### Information provided
PR #1019, opened 2016-05-04
[488958] no validation issue for whitespaces in keyword in terminal r…

JanKoehnlein:
…ules


eclipsewebmaster:
Issue tracker reference:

### What you have to do
The full set of entries above has to be restated exactly.

### Result
PR #1019, opened 2016-05-04
[488958] no validation issue for whitespaces in keyword in terminal r…

JanKoehnlein:
…ules


eclipsewebmaster:
Issue tracker reference:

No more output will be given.